PR #43, opened 2022-11-18
Fix translation issues, tweak styling, and upgrade to Ant Design 5

SanjeevLakhwani:
- fixed translation issue on tooltip
- fixed translation issue on insufficient data message
- header buttons rounded
- Upgraded to antdv5
- optimized tabpane rendering to be more scalable

### DIFF
--- a/src/js/components/Overview/charts/BentoPie.js
+++ b/src/js/components/Overview/charts/BentoPie.js
@@ -41,8 +41,9 @@ function BentoPie({ data, height }) {
 
   // Changing immutable data to mutable data
   data = [...data];
-  // remove "missing" field if zero
+
   data = data.filter((e) => !(e.x === 'missing'));
+  data = data.map((d) => ({ ...d, x: t(d.x) }));
 
   // combining sections with less than OTHER_THRESHOLD
   const sum = data.reduce((acc, e) => acc + e.y, 0);
@@ -120,7 +121,7 @@ function BentoPie({ data, height }) {
         <path d={`M${sx},${sy}L${mx},${my}L${ex},${ey}`} stroke={fill} fill="none" />
         <circle cx={ex} cy={ey} r={2} fill={fill} stroke="none" />
         <text x={ex + (cos >= 0 ? 1 : -1) * 12} y={ey + 3} textAnchor={textAnchor} style={currentTextStyle}>
-          {labelShortName(t(name))}
+          {labelShortName(name)}
         </text>
         <text x={ex + (cos >= 0 ? 1 : -1) * 12} y={ey} dy={14} textAnchor={textAnchor} style={countTextStyle}>
           {`(${t(payload.value)})`}
--- a/src/js/components/Overview/charts/BentoPie.js
+++ b/src/js/components/Overview/charts/BentoPie.js
@@ -39,11 +39,9 @@ function BentoPie({ data, height }) {
 
   const [activeIndex, setActiveIndex] = useState(undefined);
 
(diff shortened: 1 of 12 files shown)


src/js/components/Overview/charts/BentoPie.js
```diff
@@ -41,8 +41,9 @@ function BentoPie({ data, height }) {
 
   // Changing immutable data to mutable data
   data = [...data];
-  // remove "missing" field if zero
+
   data = data.filter((e) => !(e.x === 'missing'));
+  data = data.map((d) => ({ ...d, x: t(d.x) }));
```
davidlougheed, line 46: I would avoid these reassignments; imo its not any less readable in the form of:

```js
data = [...data]
    .filter((e) => !(e.x === 'missing'))
    .map((d) => ({ ...d, x: t(d.x) }));
```
with indenting. In general avoiding mutation of the variable (reference) value is good, although this does get mutated later a bunch anyway...

src/js/components/Overview/charts/BentoPie.js
```diff
@@ -120,7 +121,7 @@ function BentoPie({ data, height }) {
         <path d={`M${sx},${sy}L${mx},${my}L${ex},${ey}`} stroke={fill} fill="none" />
         <circle cx={ex} cy={ey} r={2} fill={fill} stroke="none" />
         <text x={ex + (cos >= 0 ? 1 : -1) * 12} y={ey + 3} textAnchor={textAnchor} style={currentTextStyle}>
-          {labelShortName(t(name))}
+          {labelShortName(name)}
```
davidlougheed, line 124: for my own understanding, why is this now untranslated?

src/js/components/TabbedDashboard.js
```diff
@@ -30,27 +29,48 @@ const TabbedDashboard = () => {
...
+    },
+    {
+      title: 'Provenance',
+      content: <ProvenanceTab />,
+      loading: false,
+      key: 'provenance',
+    },
+  ];
+
+  const MappedTabPanes = TabPanes.map(({ title, content, loading, key }) => ({
```
davidlougheed, line 66: this shouldn't be name-formatted like it's a component

src/js/components/TabbedDashboard.js
```diff
@@ -30,27 +29,48 @@ const TabbedDashboard = () => {
...
   const isFetchingSearchFields = useSelector((state) => state.query.isFetchingFields);
+  const individuals = useSelector((state) => state.data.individuals);
+
+  const individualCount = (
+    <Title level={5}>
+      {t('Individuals')}: {individuals}
+    </Title>
+  );
+
+  const TabPanes = [
```
davidlougheed, line 45: this shouldn't be name-formatted like it's a component

davidlougheed (changes requested):

src/js/components/Overview/charts/BentoPie.js
SanjeevLakhwani: It is translated earlier so no need after

davidlougheed: maybe put a comment mentioning where this comes from/where it gets translated to make it easy to understand in the future then?

SanjeevLakhwani:
Dealt with the requested changes!

davidlougheed (approved):

davidlougheed:
this should, when released, be versioned 0.7.0 when combined with Brennan's PR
+--
# Exercise aim:
Would you filter the records and copy out each line containing "this"?

# Written answer:
with indenting. In general avoiding mutation of the variable (reference) value is good, although this does get mutated later a bunch anyway...
davidlougheed, line 124: for my own understanding, why is this now untranslated?
davidlougheed, line 66: this shouldn't be name-formatted like it's a component
davidlougheed, line 45: this shouldn't be name-formatted like it's a component
davidlougheed: maybe put a comment mentioning where this comes from/where it gets translated to make it easy to understand in the future then?
this should, when released, be versioned 0.7.0 when combined with Brennan's PR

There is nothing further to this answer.